By contrast, the competition experiment with the false positives from the Euroimmun SARS- CoV-2 IgG and Euroimmun SARS-CoV-2 IgA assays shows that most of these samples (18 of 19) are cross-reacting with something other than the coated S1 antigen used in the Euroimmun IgA. To reduce the number of false positive results in these assays, procedures such as re- optimization of the assay including revising the buffers, and increasing the purity of the coated antigen should be considered. Finally, about half the Chembio spiking experiments showed major problems with reproducibility, with the controls turning from positive to negative or vice- versa. Because of this, any attempt at interpretation was abandoned, and it should also be noted again that the FDA has revoked the EUA for this product.

For the studies addressing the clinical performance of diagnostic tests, the characteristics of the study population should be carefully considered. As mentioned above, the length of symptoms and the clinical severity of COVID-19 patients are factors that can affect the clinical sensitivity of the serologic assays. In addition, the specificity of the assays were evaluated using healthy controls (and not those with known seasonal coronavirus infection), which can be affected the observed clinical specificity.
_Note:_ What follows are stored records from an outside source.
PR #32987, opened 2024-04-26
fix: NOOP spans when context is missing

### LINKED ISSUE #30721: [Bug]:When I git import old version of attached app into release - auto commit does not run, there is no system generated commit either

### Description

For the attached application, when I git import old version into release, the auto commit does not run, and there is no system generated commit for the same. 

### Steps To Reproduce

https://github.com/appsmithorg/appsmith/assets/101863839/1c9938e3-b63a-48e8-b21a-a618fc2d3f0e

Imported application [url](https://release.app.appsmith.com/app/autocommit3/oauth20-65b246611f7b9934024955f8?branch=master)

### Public Sample App

_No response_

### Environment

Release

### Issue video log

_No response_

### Version

Cloud

nidhi-nair:
## Description

When auto-commits are triggered, the execution starts with no MDC context established. The observation helper assumed that this context would always be present and would hence error out during such events. This PR handles scenarios when context is absent by skipping the span entirely. 

If we wish to log auto-commit related spans, we will need to take that up separately by figuring out which trace we'd like to attach the span to.

Fixes #30721 

## Automation

/ok-to-test tags="@tag.Git"

> [!CAUTION]  

## Communication
- [ ] Yes
- [x] No

### DIFF
--- a/app/server/appsmith-server/src/main/java/com/appsmith/server/helpers/ObservationHelperImpl.java
+++ b/app/server/appsmith-server/src/main/java/com/appsmith/server/helpers/ObservationHelperImpl.java
@@ -8,6 +8,7 @@ import io.micrometer.tracing.Tracer;
 import org.slf4j.MDC;
 import org.springframework.stereotype.Component;
 
+import java.util.Map;
 import java.util.Optional;
 
 import static com.appsmith.external.constants.MDCConstants.SPAN_ID;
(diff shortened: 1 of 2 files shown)


app/server/appsmith-server/src/main/java/com/appsmith/server/helpers/ObservationHelperImpl.java
```diff
@@ -26,14 +27,19 @@ public ObservationHelperImpl(Optional<Tracer> tracer, CommonConfig commonConfig)
 
     @Override
     public Span createSpan(String name) {
-        TraceContext traceContext = tracer.traceContextBuilder()
-                .traceId(MDC.getCopyOfContextMap().get(TRACE_ID))
-                .spanId(MDC.get(SPAN_ID))
-                .build();
+        Map<String, String> contextMap = MDC.getCopyOfContextMap();
+        if (contextMap != null && contextMap.containsKey(TRACE_ID) && contextMap.containsKey(SPAN_ID)) {
```
sondermanish, line 31: nit pick: let's flip the conditional?

sondermanish (approved):

Issue #21825, opened 2023-03-28
[Task]: Clean widget properties in the DSL


riodeuno:
### Is there an existing issue for this?

- [X] I have searched the existing issues

### SubTasks

- Create an architecture for the data flow for the widget properties and configuration.
- Remove properties from the DSL which do not need to be stored on the servers. -- This will reduce the size of the DSLs and make sure that we're differentiating between properties pertinent to the layout and widget functionality, and the widget related configs used in the UI; or only needed during runtime and can be loaded during widget registration
- The properties which we can avoid storing in the DSL are:

```
     name: string;
     iconSVG?: string;
     searchTags?: string[];
     features?: WidgetFeatures;
     isDeprecated?: boolean;
     replacement?: string;
     hideCard?: boolean;
     eagerRender?: boolean;
     needsHeightForContent?: boolean;
```

riodeuno:
cc @rajatagrawal @SatishGandham @sbalaji1192 @ashit-rath

riodeuno:
cc @hetunandu - This may be related to the DSL optimisation.

PR #33013, opened 2024-04-29
feat: On Canvas UI Colors and Widget API to consume these colors

### LINKED ISSUE #33075: [Task]: Widget Dev API to provide on-canvas UI colors
### SubTasks

Different widgets can have different colors in their on canvas ui like widget name component and borders
- [ ] Create an API where the widget developer can specify the colors to use for selected state and other on canvas ui configs.
- [ ] Add color variables for the new widget selection UI.

riodeuno:
## Description
- Create a new set of configurations that can be added to any widget that will configure the following:
   - Selection state colors
   - Focused state colors
   - If the parent widget can be toggled from the widget's widget name component.  
- Create a default configuration to use if widget hasn't specified the colors
- Add CSS color variables for the current selection and focused states
- Add configuration to zone, section and modal widgets. 

Fixes #33075

## Automation

/ok-to-test tags="@tag.Anvil"

> [!TIP]
> Workflow run: <https://github.com/appsmithorg/appsmith/actions/runs/8897891359>
> Commit: 85cdd6b0f1fcce6888cfa3e0c10159def7b2565e
> Cypress dashboard url: <a href="https://internal.appsmith.com/app/cypress-dashboard/rundetails-65890b3c81d7400d08fa9ee5?branch=master&workflowId=8897891359&attempt=1" target="_blank">Click here!</a>

## Communication
- [ ] Yes
- [x] No


riodeuno:
@riodeuno 
Note: Due to the fact that we've updated the main container resizer z-index. Let's confirm if this works in the final PR.

app/client/src/WidgetProvider/factory/index.tsx
```diff
@@ -114,6 +129,7 @@ class WidgetFactory {
       needsHeightForContent: config.needsHeightForContent,
       isSearchWildcard: config.isSearchWildcard,
       needsErrorInfo: !!config.needsErrorInfo,
+      onCanvasUI,
```
marks0351, line 132: I wonder why do we want it to be a part of widget config. since the config is used only by an editor component.

marks0351 (changes requested):

app/client/src/WidgetProvider/factory/index.tsx
```diff
@@ -79,7 +81,20 @@ class WidgetFactory {
   }
 
   private static configureWidget(widget: typeof BaseWidget) {
+    const defaultConfig: WidgetDefaultProps = widget.getDefaults();
     const config = widget.getConfig();
+
+    /**
+     * As this will make all layout system widgets have these properties.
+     * We're going to prioritise #21825.
```
riodeuno, line 89: @marks0351

app/client/src/WidgetProvider/factory/index.tsx
riodeuno: I'm not sure what your concern is. Widgets owning configurations specific to the editor seem like a perfectly fine approach.
If you can share an alternative, it will help me understand your viewpoint.

marks0351: since the scope of using the config is only on the editor component and also for Anvil. The current widget name and how it figures out the parent all this will not be relavants with other layout systems which leads me to belive that we will keep widget name as is in those systems. which is why I think we should just use the `getWidgetHierarchy` to get the hierarchy of a widget and just set the color system of the widget name component.

riodeuno: Yes. WidgetHierarchy is the most straightforward change.
However, there are multiple reasons for using an API approach.
- It may be used by UI modules for module widgets.
- It loosely coupled and keeps the ownership of configurations with the widgets.

The only con that I see is that it will store this configurations in the DSL, but for that we'll be picking up #21825 in the upcoming sprint.

marks0351: approving this. 
however I still think the change in color codes is not based on individual widgets but is clearly based on hierarchy which exclusively only makes sense in Anvil.

marks0351 (approved):

PR #33042, opened 2024-04-29
fix: Empty plugin ids in workspaces are breaking application load

nidhi-nair:
## Description
Some workspaces in seem to exist with plugins associated to them but no id reference. This PR fixes any attempt to read such plugins.

## Automation

/ok-to-test tags=""

> [!CAUTION]  

## Summary by CodeRabbit

- **Bug Fixes**
	- Improved plugin mapping by excluding null values, enhancing data accuracy and reliability.


nerbos (approved):
Blind approver expert

nerbos:
If this fix really solves the problem or it's the final solution. Let's please add a test to avoid this regression from happening again!

PR #33081, opened 2024-04-30
fix: block API onPageLoad js actions id mismatch

AnaghHegde:
## Description
The refactored name were not used for the `dslExecutable` objects that were part of the json object. This is json object is used to fetch the onPageLoad actions, the name collision happens only in the database and not in the json object/file

Fixes https://github.com/appsmithorg/appsmith/issues/32903

## Automation

/ok-to-test tags="tag.Templates"

> [!CAUTION]
> 🔴 🔴 🔴 Some tests have failed.
> Workflow run: <https://github.com/appsmithorg/appsmith/actions/runs/8905315835>
> Commit: 0dba45e0d26317ca95a3639fb7451c20e591dd05
> Cypress dashboard: <a href="https://internal.appsmith.com/app/cypress-dashboard/rundetails-65890b3c81d7400d08fa9ee5?branch=master&workflowId=8905315835&attempt=1&selectiontype=test&testsstatus=failed&specsstatus=fail" target="_blank"> Click here!</a>
> The following are new failures, please fix them before merging the PR: <ol>
> <li>cypress/e2e/Regression/ServerSide/GenerateCRUD/MySQL2_Spec.ts </ol>
> To know the list of identified flaky tests - <a href="https://internal.appsmith.com/app/cypress-dashboard/identified-flaky-tests-65890b3c81d7400d08fa9ee3?branch=master" target="_blank">Refer here</a>

## Communication
- [ ] Yes
- [ ] No


app/server/appsmith-server/src/main/java/com/appsmith/server/imports/internal/partial/PartialImportServiceCEImpl.java
```diff
@@ -442,18 +442,22 @@ public Mono<BuildingBlockResponseDTO> importBuildingBlock(BuildingBlockDTO build
                                                             .getRefactoredEntityNameMap()
                                                             .get(dslExecutableDTO.getName())
                                                     != null) {
+                                                String name = dslExecutableDTO
```
nidhi-nair, line 445: @AnaghHegde could you please help me understand what this piece of code is attempting to do?

AnaghHegde: @nidhi-nair This is to get the actionCollection name from the function.

nidhi-nair: Sorry I should have probably phrased that better. We're getting the action collection name yes, but why exactly are we looking for the collection name as an identifier for on page load actions? I'm trying to understand the correlation between grouping these by collections versus treating them as flat actions directly.

AnaghHegde: When the blocks are imported in an existing page with queries widgets etc, there is a chance for name collision. When that happens in the backend flow we refactor the names of action and actionCollection and the DSL as well.
But the onPageLoadActions of the DSL that is yet to be added to the page will have the old name is is to update the correct names in that reference.

PR #33095, opened 2024-05-01
fix: Create module btn UI fix in split screen view

### LINKED ISSUE #33038: [Bug] - Create module button overlapping context menu icon

albinAppsmith:
## Description

Create Module (Beta) button was overlapping on context menu in split screen. This PR addresses this issue.

Fixes #33038

## Automation

/ok-to-test tags="@tag.Sanity, @tag.Workflows"

> [!CAUTION]  

## Communication
- [ ] Yes
- [ ] No


app/client/src/pages/Editor/QueryEditor/index.tsx
```diff
@@ -89,37 +93,43 @@ function QueryEditor(props: QueryEditorProps) {
...
+      canCreateModuleInstance: isCreatePermitted,
+      canDeleteEntity: isDeletePermitted,
+      entityId: action?.id || "",
+      moduleType: MODULE_TYPE.QUERY,
+    };
+    return (
       <>
         <MoreActionsMenu
           className="t--more-action-menu"
+          convertToModuleProps={convertToModuleProps}
```
ashit-rath, line 107: Instead of passing the props here and then within <MoreActionsMenu> importing the ConvertTModuleInstanceCTA and using there, do you think we should pass the component itself as a prop and name it something like `additionalMenuItem`?


```jsx
// Example name
const convertCTA = isSideBySideEnabled && editorMode === EditorViewMode.SplitScreen 
? <ConvertToModuleInstanceCTA {...convertToModuleProps} />
: null

<MoreActionsMenu
          className="t--more-action-menu"
          convertToModuleProps={convertToModuleProps}
          additionalMenuItem={convertCTA}
          ... // other props
          />

{action?.pluginType !== PluginType.INTERNAL &&
       
            // Need to remove this check once workflow query is supported in module
            convertCTA
          }
```

This way the MoreActionsMenu doesn't need to be aware of a component to import and then apply props to it. What do you think?

ashit-rath: I think I wrote the conditions a bit incorrectly as this was a contrived example to show my thought process

ashit-rath (approved):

In conclusion, we have evaluated the performance of several in-house ELISAs that incorporate the SARS-CoV-2 trimer spike and nucleocapsid antigens and compared them to the performance of the commercially available tests. All three in-house ELISA tests performed well, with high sensitivity and specificity, without the use of indeterminate results. Although the specificity of the best of these assays is high, even a specificity of 99% can be problematic in areas of low prevalence of SARS-CoV-2 infection i.e, positive predictive value. A high specificity of these assays is paramount because false positive results may lead to inaccurate seroconversion status (important for diagnosis in special cases, prevalence data, and potentially protective immunity after vaccination and disease). It is essential to determine the cause of false positive results so that serologic assays can be improved. In addition, testing algorithms with more than one test may be necessary to rule out false positives by initial tests, such that has been the rule for HIV and hepatitis. Nevertheless, we have shown the potential of some assays to have high specificities, depending on their target isotypes, the antigens used, and establishment of cutoff values.

Supporting information

S1 Fig. SDS-PAGE analysis of the purified nucleocapsid protein.

Lane 1. Protein Marker. Lane 2. The purified SARS-CoV-2 Nucleocapsid electrophoresed in the MOPS buffer shows the estimated molecular weight of around 47 KDa.